I have been blogging for 11 years (!), but my entry into the professional crafting world started three years before that. Shortly before Trevor's second birthday, I was hired by a local scrapbook store called Remember When. In spring 2008, the owner (Brenda) was looking for both designers to create projects for classes and the teachers to teach those classes. Oddly, employees could only be one or the other. If you designed projects, someone else taught the classes to make those projects. If you taught classes, you were teaching someone else's design, using yet another person's lesson plan. (One employee wrote lesson plans and put together all the class kits and could neither design nor teach.) I'm not sure what the logic was of dividing the work this way, other than some sort of checks-and-balances idea. Anyway, I applied for both open positions and when I was hired, Brenda gave me the choice of designer or teacher. I'd been a classroom teacher for 11 years and had absolutely no design experience, but I selected the design option. It sounded more fun and would definitely be more of a challenge. But most importantly, the hours were flexible, which they wouldn't be if I were teaching classes. I loved the job.
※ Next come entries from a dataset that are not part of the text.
PR #7020, opened 2024-07-26
CBG-4087: remove configs from invalid tracking that are not found in config poll

gregns1:
CBG-4087

- added `removeNonExistingConfigs` that will iterate through invalid db's and check they are present in config map that I build for **all** configs fetched for each bucket. The `fetchedConfigs` map will never include invalid configs from the bucket so couldn't use that.
- Call this method in `FetchConfigs` which is used by config polling process

## Pre-review checklist

- [x] `GSI=true,xattrs=true` https://jenkins.sgwdev.com/job/SyncGateway-Integration/2621/

### DIFF
--- a/rest/config.go
+++ b/rest/config.go
@@ -399,6 +399,18 @@ func (d *invalidDatabaseConfigs) remove(dbname string) {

Each month, I was assigned a few layouts and/or cards to design to fit a particular theme, material, or skill. One of the first layouts I ever made was this Lady and the Tramp themed project called 'Bella Notte.' My job was to create a simple, beginner-level, multi-photo, two-page spread featuring Jolee's stickers (which were all the rage in 2008).
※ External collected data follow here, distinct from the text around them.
PR #7021, opened 2024-07-28
CBG-4114 Fixes for db scoped audit enabled/disabled events

adamcfraser:
CBG-4114

Only emit audit events when the audit enabled/disabled state changes for a db.

This changes handling for non-filterable events in logger_audit to skip subsequent enabled checking.  Required to emit db-level audit change events even if db auditing is disabled.  

Also added the ability to disable the 1.5s sequence wait on db restart for tests that don’t require it.

- [ ] `GSI=true,xattrs=true` https://jenkins.sgwdev.com/job/SyncGateway-Integration/2622/

### DIFF
--- a/db/database.go
+++ b/db/database.go
@@ -71,6 +71,10 @@ var (
 	DefaultQueryPaginationLimit = 5000
 )
 
+var (
+	BypassReleasedSequenceWait atomic.Bool
+)
+
 const (
 	CompactIntervalMinDays = float32(0.04) // ~1 Hour in days
 	CompactIntervalMaxDays = float32(60)   // 60 Days in days
@@ -2340,7 +2344,7 @@ func (db *DatabaseContext) StartOnlineProcesses(ctx context.Context) (returnedEr
 
 	// Unlock change cache.  Validate that any allocated sequences on other nodes have either been assigned or released
 	// before starting
-	if initialSequence > 0 {
+	if initialSequence > 0 && !BypassReleasedSequenceWait.Load() {
 		_ = db.sequences.waitForReleasedSequences(ctx, initialSequenceTime)
 	}
 
--- a/db/database.go
+++ b/db/database.go
@@ -72,7 +72,7 @@ var (
 )
 
 var (
-	BypassReleasedSequenceWait atomic.Bool
+	BypassReleasedSequenceWait atomic.Bool // Used to optimize single-node testing, see DisableSequenceWaitOnDbRestart
 )
 
 const (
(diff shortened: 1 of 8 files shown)


db/util_testing.go
```diff
@@ -787,3 +787,13 @@ func RawDocWithInlineSyncData(_ testing.TB) string {
 }
 `
 }
+
+// DisableSequenceWaitOnDbStart disables the release sequence wait on db start.  Appropriate for tests
+// that make changes to database config after first startup, and don't assert/require on sequence correctness
+func DisableSequenceWaitOnDbRestart(tb testing.TB) {
```
torcolvin, line 793: This is just to speed up this test, right?

I wonder if a better fix is to disable this _everywhere_ via `NewRestTester` unless it is declared it is needed. This would speed up tests by a bit. Do you think this is worth filing a separate ticket to address for other tests that are affected?

db/database.go
```diff
@@ -71,6 +71,10 @@ var (
 	DefaultQueryPaginationLimit = 5000
 )
 
+var (
+	BypassReleasedSequenceWait atomic.Bool
```
torcolvin: I would drop a comment that this global is here for testing.

rest/server_context.go
```diff
@@ -843,18 +844,22 @@ func (sc *ServerContext) _getOrAddDatabaseFromConfig(ctx context.Context, config
...
-
-	// If audit logging is enabled for the node, log the db setting.  This may not represent a change in
-	// auditing since the last time the db was running on this node, but we don't have any insight into the
-	// previous state.
-	if base.IsAuditEnabled() {
-		if contextOptions.LoggingConfig.DbAuditEnabled() {
-			base.Audit(ctx, base.AuditIDAuditEnabled, base.AuditFields{base.AuditFieldAuditScope: "db", base.AuditFieldDatabase: dbName})
-		} else {
-			base.Audit(ctx, base.AuditIDAuditDisabled, base.AuditFields{base.AuditFieldAuditScope: "db", base.AuditFieldDatabase: dbName})
+	/*
```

As you can see, the page used silver, light purple, and dark purple cardstock, grey ribbon, vellum, and the Jolee's. The class consisted of cutting things to size, tying ribbon, using adhesive, and adding stickers.
This is the only lesson plan I ever received (since I never wrote nor taught my designs). I found it recently when I was cleaning out files, along with this:
It's very interesting to me to read back over the guidelines, particularly the Page Expectations. My biggest challenges were #1 (I had to remind myself to measure and write everything down); #3 (I hated incorporating 3-D items then as much as I do now), #7 (I struggled mightily to use all the embellishments in a pack or all the stickers on a page), and #8 (when making the pages at home, it was hard to know what there was a lot of in stock or what was leftover from past classes, so I had to take a lot of notes when I was in the store).
None of my projects were ever rejected (#7 on Creative Team Expectations) and it was amazing being paid to make layouts and cards, even if I didn't get to keep the finished items. It allowed me to stretch myself creatively and explore product and themes I wouldn't have used in my own scrapbooking. Most importantly, it started me along the path to where I am now.
Sadly, my time at Remember When was very short. Brenda decided to relocate (and thus close the store) about six months after I started. It's crazy to think how that small job led to the next and the next and the next. It's a good reminder to jump through a door when it opens, because you never know what's on the other side.